- WHAT THIS TASK INVOLVES: Which lines in the data below contain the string "enough"? Show each one.

Records from a collection:

......

PR #333, opened 2020-09-13
Add `Oban.retry_job/2`

### LINKED ISSUE #309: Add function to restart jobs manually

we would like to restart discarded jobs that were attempted multiple times but because reasons couldn't complete, but after restart would complete successfully

right now i'm doing this, but would like to see this in the lib, and will be willing to contribute it if you accept, i know this is not enough in order to be accepted by you, but just seeing if this is something you would like to havein oban

```elixir
  def restart_oban_job(oban_job) do
	from(job in Oban.Job, where: job.id == ^oban_job.id)
    |> Repo.update_all(set: [state: "available", attempt: 0, discarded_at: nil])
  end
```

v0idpwn:
This function should turn a job available, increasing max_attempts
accordingly. It should ignore executing jobs.

This is a revival of #194 and closes #309

### DIFF
--- a/lib/oban/query.ex
+++ b/lib/oban/query.ex
@@ -105,6 +105,25 @@ defmodule Oban.Query do
     )
   end
 
+  @spec retry_job(Config.t(), pos_integer()) :: :ok
+  def retry_job(%Config{prefix: prefix, repo: repo, log: log}, id) do
+    Job
+    |> where([j], j.id == ^id)
+    |> where([j], j.state not in ["available", "executing", "scheduled"])
+    |> update([j],
+      set: [
+        state: "available",
+        max_attempts: fragment("GREATEST(?, ? + 1)", j.max_attempts, j.attempt),
+        scheduled_at: ^utc_now(),
+        completed_at: nil,
+        discarded_at: nil
+      ]
+    )
+    |> repo.update_all([], log: log, prefix: prefix)
+
+    :ok
+  end
+
   @spec complete_job(Config.t(), Job.t()) :: :ok
   def complete_job(%Config{prefix: prefix, repo: repo, log: log}, %Job{id: id}) do
     repo.update_all(
--- a/test/integration/controlling_test.exs
+++ b/test/integration/controlling_test.exs
@@ -239,6 +239,31 @@ defmodule Oban.Integration.ControllingTest do
     assert_receive {:ok, 1}
   end
 
+  test "retrying jobs from multiple states" do
+    name = start_supervised_oban!(queues: [])
+
+    job_a = insert!(%{ref: 1}, state: "discarded", max_attempts: 20, attempt: 20)
+    job_b = insert!(%{ref: 2}, state: "completed", max_attempts: 20)
+    job_c = insert!(%{ref: 3}, state: "available", max_attempts: 20)
+    job_d = insert!(%{ref: 4}, state: "retryable", max_attempts: 20)
+    job_e = insert!(%{ref: 5}, state: "executing", max_attempts: 1, attempt: 1)
+    job_f = insert!(%{ref: 6}, state: "scheduled", max_attempts: 1, attempt: 1)
+
+    assert :ok = Oban.retry_job(name, job_a.id)
+    assert :ok = Oban.retry_job(name, job_b.id)
+    assert :ok = Oban.retry_job(name, job_c.id)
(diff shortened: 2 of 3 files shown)


lib/oban/query.ex
```diff
@@ -105,6 +105,27 @@ defmodule Oban.Query do
...
+        max_attempts: fragment("GREATEST(?, ? + 1)", j.max_attempts, j.attempt),
+        completed_at: nil,
+        discarded_at: nil
+      ]
+    )
+    |> repo.update_all([])
+
+    # log: log,
+    # prefix: prefix
+
```
v0idpwn, line 125: I'm still figuring out this, I'll amend ASAP

v0idpwn: fix'd

lib/oban/query.ex
```diff
@@ -105,6 +105,24 @@ defmodule Oban.Query do
...
+    |> update([j],
+      set: [
+        state: "available",
+        max_attempts: fragment("GREATEST(?, ? + 1)", j.max_attempts, j.attempt),
+        completed_at: nil,
+        discarded_at: nil
+      ]
+    )
+    |> repo.update_all([], log: log, prefix: prefix)
+
```
v0idpwn, line 122: Questions: 
1. do I need to use any lock?
2. should I avoid `available` jobs to avoid the useless update?

sorentwo: 1. No need for a separate lock, the row-level lock is enough here.
2. It should avoid `scheduled`, `available` and `executing` jobs.

lib/oban/query.ex
```diff
@@ -105,6 +105,24 @@ defmodule Oban.Query do
...
 
+  @spec retry_job(Config.t(), pos_integer()) :: :ok
+  def retry_job(%Config{prefix: prefix, repo: repo, log: log}, id) do
+    Job
+    |> where([j], j.id == ^id)
+    |> where([j], j.state != "executing")
+    |> update([j],
+      set: [
+        state: "available",
+        max_attempts: fragment("GREATEST(?, ? + 1)", j.max_attempts, j.attempt),
```
sorentwo, line 116: 👍

test/integration/controlling_test.exs
```diff
@@ -241,6 +241,30 @@ defmodule Oban.Integration.ControllingTest do
...
+    job_e = insert!(%{ref: 5}, state: "executing", attempt: 1, max_attempts: 1)
+
+    assert :ok = Oban.retry_job(job_a.id)
+    assert :ok = Oban.retry_job(job_b.id)
+    assert :ok = Oban.retry_job(job_c.id)
+    assert :ok = Oban.retry_job(job_d.id)
+    assert :ok = Oban.retry_job(job_e.id)
+
+    assert %Job{state: "available", max_attempts: 21} = Repo.reload(job_a)
+    assert %Job{state: "available", max_attempts: 20} = Repo.reload(job_b)
```
sorentwo, line 260: This relies on the somewhat arbitrary 20 retry limit. Let's set `max_attempts` for all of the various jobs instead to be explicit about it.

lib/oban/query.ex
sorentwo: There is a loose end for `retryable` jobs here as well. I think this should set `scheduled_at` to the current time as well.

test/integration/controlling_test.exs
```diff
@@ -241,6 +241,30 @@ defmodule Oban.Integration.ControllingTest do
...
+    assert %Job{state: "available", max_attempts: 20} = Repo.reload(job_c)
+    assert %Job{state: "available", max_attempts: 20} = Repo.reload(job_d)
+    assert %Job{state: "executing", max_attempts: 1} = Repo.reload(job_e)
+
+    :ok = stop_supervised(Oban)
```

......

- EXERCISE SOLUTION:
right now i'm doing this, but would like to see this in the lib, and will be willing to contribute it if you accept, i know this is not enough in order to be accepted by you, but just seeing if this is something you would like to havein oban
sorentwo: 1. No need for a separate lock, the row-level lock is enough here.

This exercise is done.